Brief —
Filter the records below for the word "classes". Keep each line that has it.

Working data —

########

Issue #2318, opened 2026-08-04
Apply schema overlay at catalog entry resolution


jfallows:
**Describe the desired outcome from the user's perspective**

As a Zilla operator, I want to annotate a schema I do not own — adding field tags without forking it in the registry — so that I can reason about which fields are sensitive independently of what policy is applied to them.

**Acceptance criteria**

## 0. This extends existing, already-shipped code — it is not a new subsystem

`runtime/common-json` already ships `JsonOverlay`, `JsonOverlayAction`, and `JsonPath` — implemented, unit-tested (`JsonOverlayTest`, `JsonPathTest`), and already load-bearing in production: `OpenapiCompositeGenerator`, `OpenapiAsyncapiCompositeGenerator`, `McpOpenapiCompositeGenerator`, and `AsyncapiCompositeGenerator` all resolve documents through it today. `JsonOverlay.of(...)` takes an OpenAPI Overlay-shaped document (`overlay:` version, `actions[]` of `target`/`update`/`remove`) and applies it via a restricted RFC 9535 JSONPath (`JsonPath`) evaluator. This issue is three small, additive changes to that existing code plus wiring, not a new mechanism:

1. **`JsonOverlay.merge()` needs a version-gated branch for array updates.** Every shipped test fixture declares `"overlay":"1.0.0"`, and the current `merge()` unconditionally appends `update` as one element when the target is an array — correct for 1.0.0 (confirmed against the spec text: *"If the target selects an array, the value of this field MUST be an entry to append to the array"*), but wrong for what §3 below needs, which is concatenation. OpenAPI Overlay **1.1.0** changed this: *"If the target selects array nodes, the value of this field MUST be an array to concatenate with each selected array, or an object or primitive value to append to each selected array."* The fix is additive: documents declaring `"overlay":"1.0.0"` take the exact existing code path unchanged (zero risk to the four current consumers); documents declaring `"overlay":"1.1.0"` take a new branch that concatenates when `update` is itself a JSON array.
[...]

PR #2370, opened 2026-08-13
feat(config): reposition overlay as peer of subject/version, share one implementation

### LINKED ISSUE #2365: Consolidate overlay: config across binding-openapi, binding-asyncapi, binding-openapi-asyncapi, binding-mcp-openapi; reposition as a peer of subject/version

As a Zilla operator, I want `overlay:` to look and behave the same way everywhere it appears — same placement, same shape, one implementation underneath — rather than four independently hand-rolled copies that happen to agree today but have no shared code enforcing that they keep agreeing.

**Background — this is real, confirmed duplication, not a hypothetical**

Four modules each independently define an `overlay:` property with the identical `{catalogName: {subject, version}}` shape, and each has its own separate Java implementation:

| Module | Schema patch | Java classes |
| --- | --- | --- |
| `binding-mcp-openapi` | `mcp_openapi.schema.patch.json` | `McpOpenapiSpecificationConfig.overlay: McpOpenapiCatalogConfig`, `McpOpenapiOptionsConfigAdapter` |
| `binding-openapi` | `openapi.schema.patch.json` | `OpenapiSpecificationConfig.overlay: OpenapiCatalogConfig`, `OpenapiOptionsConfigAdapter` |
| `binding-asyncapi` | `asyncapi.schema.patch.json` | (mirrors `binding-openapi`'s pattern) |
| `binding-openapi-asyncapi` | `openapi.asyncapi.schema.patch.json` | (the shape appears **twice** in this module's own patch — once per protocol side) |

Confirmed by reading `OpenapiOptionsConfigAdapter` directly: it hand-parses `overlay: {catalogName: {subject, version}}` by unwrapping a one-entry `JsonObject`, building an `OpenapiCatalogConfig`, exactly mirroring what `McpOpenapiOptionsConfigAdapter` does independently for its own `McpOpenapiCatalogConfig`. Today's placement in all four: `overlay:` is a **sibling of `catalog:`**, one level above `subject`/`version`, e.g.:

```yaml
specs:
  payments-api:
    catalog:
      my-registry:
        subject: payments-api-spec
        version: latest
    overlay:
      my-overlay:
        subject: payments-api-overlay
        version: latest
```

**Why this placement is wrong, and what the right one is**

zilla#2318 (schema field annotations for the privacy epic) went through the identical design question for its own `overlay:` property and settled on placing it as a **peer of `subject`/`version`**, nested one level *inside* the catalog entry it annotates, not one level above `catalog:`:

```yaml
specs:
  payments-api:
    catalog:
      my-registry:
        subject: payments-api-spec
        version: latest
        overlay:
          my-overlay:
            subject: payments-api-overlay
            version: latest
```

The reasoning that produced this in #2318 applies identically here: the thing being overlaid is *the specific resolved catalog entry*, not "the spec" in general — a multi-entry `catalog:` block could in principle resolve different documents per entry, and the overlay is scoped to one of them, not to the enclosing `specs.<name>` block as a whole. Placing `overlay:` as a peer of `catalog:` couples it to the wrong scope; nesting it next to the `subject`/`version` it actually annotates is the correct scope, and is also the placement all four of these modules should have used from the start had this been settled before they shipped.

**Acceptance criteria**

## 1. Reposition `overlay:` as a peer of `subject`/`version` in all four modules

Same JSON shape (`{catalogName: {subject, version}}`), new nesting: inside each `catalog.<name>` entry, not as a sibling of `catalog:`.

## 2. Deprecate the old placement, parse it into the canonical internal representation, don't accept both at once

- The old, top-level `overlay:` (peer of `catalog:`) is marked `deprecated: true` in each schema patch (JSON Schema annotation keyword) and still parses — into the exact same internal config object the new placement produces — for a transition window.
- A spec entry that sets **both** the old-style top-level `overlay:` and the new nested `catalog.<name>.overlay:` is a startup config error — ambiguous precedence is worse than picking one and erroring on the other.
- Existing `zilla.yaml` files using the old placement keep working unchanged during the deprecation window; only the schema/docs steer new configs toward the new placement.

## 3. Extract one shared implementation instead of fixing four independently

Since all four modules are being touched for the reposition anyway, this is the point to stop duplicating: one shared config type (a `CatalogOverlayConfig`-shaped class, exact name/home TBD — candidate location is wherever `catalog-inline`-style shared config helpers already live) and one shared adapter helper for parsing/writing `{catalogName: {subject, version}}`, referenced by `McpOpenapiSpecificationConfig`, `OpenapiSpecificationConfig`, the `binding-asyncapi` equivalent, and both sides of `binding-openapi-asyncapi` — replacing four (five, counting `openapi-asyncapi`'s double) independent copies of the same class-plus-parsing logic with one.

## 4. Coverage

- Each module: new-placement config resolves correctly; old-placement config still resolves (parses into the identical internal shape) during the deprecation window and emits a deprecation warning; a spec entry with both placements set is rejected at startup with a clear error
- Cross-module: the shared config type/adapter, once extracted, is unit-tested once and referenced (not re-tested) by each consuming module — mirroring how other shared helpers in this codebase are tested once at their own definition site

**Additional context**

Not part of the Data Privacy Protection epic (zilla-platform#383) — #2318 is what surfaced this inconsistency during its own design review, but this issue is a general config-consistency fix independent of privacy/annotation work, and shouldn't be tracked under that epic.

`binding-mcp-grpc`'s proposed overlay mechanism (zilla#2279) is being updated separately to use a catalog reference from the start, rather than repeat the inline-list shape this issue is migrating away from — see zilla#2279.

jfallows:
## Description

`overlay:` was independently hand-rolled in `binding-openapi`, `binding-asyncapi`, `binding-mcp-openapi`, and `binding-openapi-asyncapi` (once per protocol side) as a sibling of `catalog:`, each with its own copy of the `{catalogName: {subject, version}}` parsing logic. This repositions `overlay:` to be a peer of `subject`/`version`, nested inside each `catalog:` entry, matching the design settled in #2318 — the overlay annotates the specific resolved catalog entry, not the enclosing `specs.` block as a whole.

**Shared implementation** (`config/engine.conf`): `SchemaConfig` gains a nullable `overlay: OverlayConfig` field (peer of `subject`/`version`), where `OverlayConfig{name, schema: SchemaConfig}` is the new shared type. `SchemaConfigAdapter` handles the nested `overlay` key recursively — this is the one shared parse/write implementation all four modules delegate to, instead of each re-parsing the shape by hand.

**Per module** (openapi, asyncapi, mcp-openapi, openapi-asyncapi):
- `overlay:` repositioned as a peer of `subject`/`version` inside each `catalog:` entry
- The old top-level placement is marked `deprecated: true` in the schema and still parses — canonicalized at parse time onto every catalog entry (matching today's actual runtime behavior of applying it uniformly). The in-memory config model only ever has one representation of `overlay`; `adaptToJson` only ever emits the new placement
- Setting both placements at once is made structurally invalid via a JSON-schema `if`/`then`/`not` constraint rather than hand-written validation code, so it's rejected by the engine's existing schema-validation error path
- Runtime composite generators (`OpenapiCompositeGenerator`, `AsyncapiCompositeGenerator`, `McpOpenapiCompositeGenerator`, `OpenapiAsyncapiCompositeGenerator`) move from reading a spec-level `overlay` to reading it per catalog entry

## Test plan

- [x] New/updated unit tests per module: new-placement read/write, deprecated-placement still resolves into the identical shape, both-placements-set rejected by schema validation (verified end-to-end via a real `EngineConfigReader` pass, not just adapter-level)
- [x] `engine.conf`: 76 tests (`OverlayConfigTest`, `SchemaConfigAdapterTest`, existing suite)
- [x] Consolidated build across all 15 touched modules (`engine.conf`, `common-openapi`, `common-asyncapi`, and the openapi/asyncapi/mcp-openapi/openapi-asyncapi spec+config+runtime triples): **436 tests, 0 failures**
- [x] Checkstyle, license headers, JaCoCo coverage all pass per module

Fixes #2365

---

https://claude.ai/code/session_014pmc9g4ygAd5XgRn7BDL4H

---
_Generated by [Claude Code](https://claude.ai/code/session_014pmc9g4ygAd5XgRn7BDL4H)_


config/binding-asyncapi.conf/src/test/java/io/aklivity/zilla/config/binding/asyncapi/internal/AsyncapiOptionsConfigAdapterTest.java
```diff
@@ -136,16 +165,16 @@ public void shouldWriteOptionsWithOverlay() throws IOException
...
-                    .name("catalog0")
-                    .subject("smartylighting-overlay")
-                    .version("latest")
-                    .build()
+                    .overlay(AsyncapiCatalogConfig.builder()
+                        .name("catalog1")
+                        .subject("smartylighting-overlay")
+                        .version("latest")
+                        .build())
+                    .build())
```
jfallows:
```suggestion
                    .overlay()
                        .name("catalog1")
                        .subject("smartylighting-overlay")
                        .version("latest")
                        .build()
                    .build())
```

jfallows (commented):
Reusing SchemaConfigAdapter in place of AsyncapiCatalogConfigAdapter etc is going too far, we should have a local AsyncapiCatalogConfigAdapter and just reuse OverlayConfig and OverlayConfigAdapter.

For the code as it was, the config object needs to add an overlay of type OverlayConfig and reuse OverlayConfigAdapter / OverlayConfigBuilder for that part, the rest can stay as it was I think.

jfallows:
Addressed the review feedback in two commits:

1. **`403a2d6219`** — Reverted the over-broad `SchemaConfigAdapter` reuse. Each of `binding-openapi`, `binding-asyncapi`, `binding-mcp-openapi`, and `binding-openapi-asyncapi` is back to hand-rolling its own `catalog:` entry (subject/version) parsing. `OverlayConfig`/`OverlayConfigAdapter` is now reused *only* for the `overlay` sub-key itself (both the nested-in-catalog and deprecated top-level placements), and each module's `*CatalogConfig.overlay` field is typed directly as the shared `OverlayConfig` rather than a self-referential type.

   This required adding `engine.conf` as a compile dependency to `runtime/common-openapi` and `runtime/common-asyncapi` (flagging this explicitly since we'd previously discussed keeping that dependency out of those modules) — `OpenapiCatalogConfig`/`AsyncapiCatalogConfig` now reference `OverlayConfig` directly as a field type. No inheritance/extension coupling, just plain composition.

   Also caught and fixed `McpKafkaConnectCompositeGenerator`, which builds an `McpOpenapiBindingConfig` programmatically and referenced a stale top-level `overlay()` builder method that never matched the actual (nested-in-catalog) shape — this was a pre-existing latent bug that only surfaced once CI actually compiled the module.

2. **`fb8e49ab63`** — Applied your suggested diff: `OverlayConfigBuilder` now exposes flat `subject()`/`version()` convenience methods alongside the nested `schema()` builder, so `overlay().name(x).subject(y).version(z).build()` works without an intermediate `schema()` step. Flattened the other overlay-construction call sites I'd written to match.

Full build (`checkstyle` + tests) is green across all touched modules.

---

runtime/common-asyncapi/pom.xml
```diff
@@ -51,6 +51,11 @@
       <artifactId>common-yaml</artifactId>
       <version>${project.version}</version>
     </dependency>
+    <dependency>
+      <groupId>${project.groupId}</groupId>
+      <artifactId>engine.conf</artifactId>
+      <version>${project.version}</version>
+    </dependency>
```
jfallows: This dependency must be removed, common cannot depend on engine.conf.

runtime/common-openapi/src/main/java/io/aklivity/zilla/runtime/common/openapi/config/OpenapiCatalogConfig.java
```diff
@@ -16,20 +16,33 @@
...
 import java.util.function.Function;
 
+import io.aklivity.zilla.config.engine.OverlayConfig;
+
 public class OpenapiCatalogConfig
 {
     public final String name;
     public final String subject;
     public final String version;
+    public final OverlayConfig overlay;
```
jfallows: common-openapi should be self-contained, no dependency on engine.conf.

runtime/common-openapi/pom.xml
```diff
@@ -51,6 +51,11 @@
       <artifactId>common-yaml</artifactId>
       <version>${project.version}</version>
     </dependency>
+    <dependency>
+      <groupId>${project.groupId}</groupId>
+      <artifactId>engine.conf</artifactId>
+      <version>${project.version}</version>
+    </dependency>
```
jfallows: This dependency must be removed, common-openapi cannot depend on engine.conf.

runtime/common-asyncapi/src/main/java/io/aklivity/zilla/runtime/common/asyncapi/config/AsyncapiCatalogConfig.java
```diff
@@ -16,20 +16,33 @@
...
     public final String subject;
     public final String version;
+    public final OverlayConfig overlay;
 
     public AsyncapiCatalogConfig(
         String name,
         String subject,
-        String version)
+        String version,
+        OverlayConfig overlay)
```
jfallows: common-asyncapi should be self-contained, no dependency on engine.conf.

jfallows:
One more round (`b6faad9101`): the full-reactor CI build caught `McpSchemaRegistryCompositeGenerator`, a sibling of `McpKafkaConnectCompositeGenerator` with the exact same stale top-level `overlay()` builder call — nested it under `catalog()` and fixed the corresponding test assertion, which referenced a spec-level `overlay` field that never existed. Swept the whole repo for any other `.overlay()` call sites and direct `new *CatalogConfig(..., overlay)` constructions; none remain outside the builders themselves.

---

jfallows:
Reverted the `engine.conf` dependency I'd added to `common-openapi`/`common-asyncapi` (`2afebedf26`) — you're right that they should stay self-contained.

`OpenapiCatalogConfig.overlay`/`AsyncapiCatalogConfig.overlay` are back to being typed as their own module's self-referential catalog-config type rather than the shared `OverlayConfig`, with a small self-referential nested `overlay()` builder method mirroring the pattern. `binding-openapi.conf`/`binding-asyncapi.conf`/`binding-openapi-asyncapi.conf` no longer reuse `OverlayConfigAdapter` for this either — each hand-rolls the `{name: {subject, version}}` shape locally, shared between the deprecated top-level and new nested-in-catalog call sites via a small private helper so the two placements canonicalize identically.

`binding-mcp-openapi.conf` (and its dependents, `binding-mcp-kafka-connect`/`binding-mcp-schema-registry`) are unchanged — that module already depends on `engine.conf` directly, so `McpOpenapiCatalogConfig.overlay: OverlayConfig` stays as-is.

Full build green across all touched modules.

---

jfallows:
Follow-up architectural cleanup (`f9c1236828`), prompted by a good catch: `common-openapi`/`common-asyncapi` had no business knowing what a "catalog" or an "overlay" is in the first place — that's a Zilla config/resolution concept, not something intrinsic to the OpenAPI/AsyncAPI document formats those modules parse.

- Moved `OpenapiCatalogConfig`/`OpenapiCatalogConfigBuilder`/`OpenapiSpecificationConfig` out of `common-openapi` into `binding-openapi.conf` (their only real owner — `binding-openapi.conf` already depends on `common-openapi` for everything else, and `runtime/binding-openapi` already depends on `binding-openapi.conf`, so no new coupling anywhere).
- Same treatment for the Asyncapi equivalents into `binding-asyncapi.conf`.
- `binding-openapi-asyncapi.conf` previously reused these from `common-openapi`/`common-asyncapi` only to avoid depending on the sibling `binding-openapi.conf`/`binding-asyncapi.conf` modules. It now defines its own independent local copies instead, matching the precedent `binding-mcp-openapi.conf`'s `McpOpenapiCatalogConfig` already set — no cross-binding config-type sharing, a little tolerated duplication instead. Dropped its `common-asyncapi` dependency entirely (kept `common-openapi`, still needed for `OpenapiServerView`).

`common-openapi`/`common-asyncapi` now contain only genuine document-model types (parsers, views, extensions) — zero references to catalogs, overlays, or `engine.conf`. Full build green across all touched modules.

---

jfallows:
Pushed a follow-up layering cleanup (d399e70) on top of the previous round.

`OpenapiConditionConfig`/`AsyncapiConditionConfig`/`OpenapiAsyncapiConditionConfig` (and their per-server condition configs) took `OpenapiServerView`/`AsyncapiServerView` — runtime-layer types — as method parameters, purely to express "here are the operation's servers to match against." That forced `binding-openapi.conf` and `binding-openapi-asyncapi.conf` to depend on `common-openapi`, and `binding-asyncapi.conf` to depend on `common-asyncapi`, even though these are config-only modules.

Replaced those parameters with plain data:
- openapi side: `URI` (a server is just identified by its URL)
- asyncapi side: `Map<String, URI>` keyed by server name (mirrors AsyncAPI's own `servers:` map shape, since asyncapi server matching can key off name, URL, or both)

The runtime-layer call sites (`OpenapiRouteConfig`, `AsyncapiRouteConfig`, `AsyncapiProxyGenerator`, `OpenapiAsyncapiProxyGenerator`) do the view→plain-data conversion before delegating into the config classes — they already depend on the runtime modules, so that's the right place for it.

Net result:
- `binding-openapi.conf` and `binding-openapi-asyncapi.conf`: `common-openapi` dependency removed entirely (pom.xml + module-info.java)
- `binding-asyncapi.conf`: `common-asyncapi` moved to test-scope only (still needed by `AsyncapiConditionConfigAdapterTest`, which parses real AsyncAPI documents to build realistic server-matching fixtures)

Full build across all touched config/runtime modules passes clean.

---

########

Response area —
| Module | Schema patch | Java classes |
The runtime-layer call sites (`OpenapiRouteConfig`, `AsyncapiRouteConfig`, `AsyncapiProxyGenerator`, `OpenapiAsyncapiProxyGenerator`) do the view→plain-data conversion before delegating into the config classes — they already depend on the runtime modules, so that's the right place for it.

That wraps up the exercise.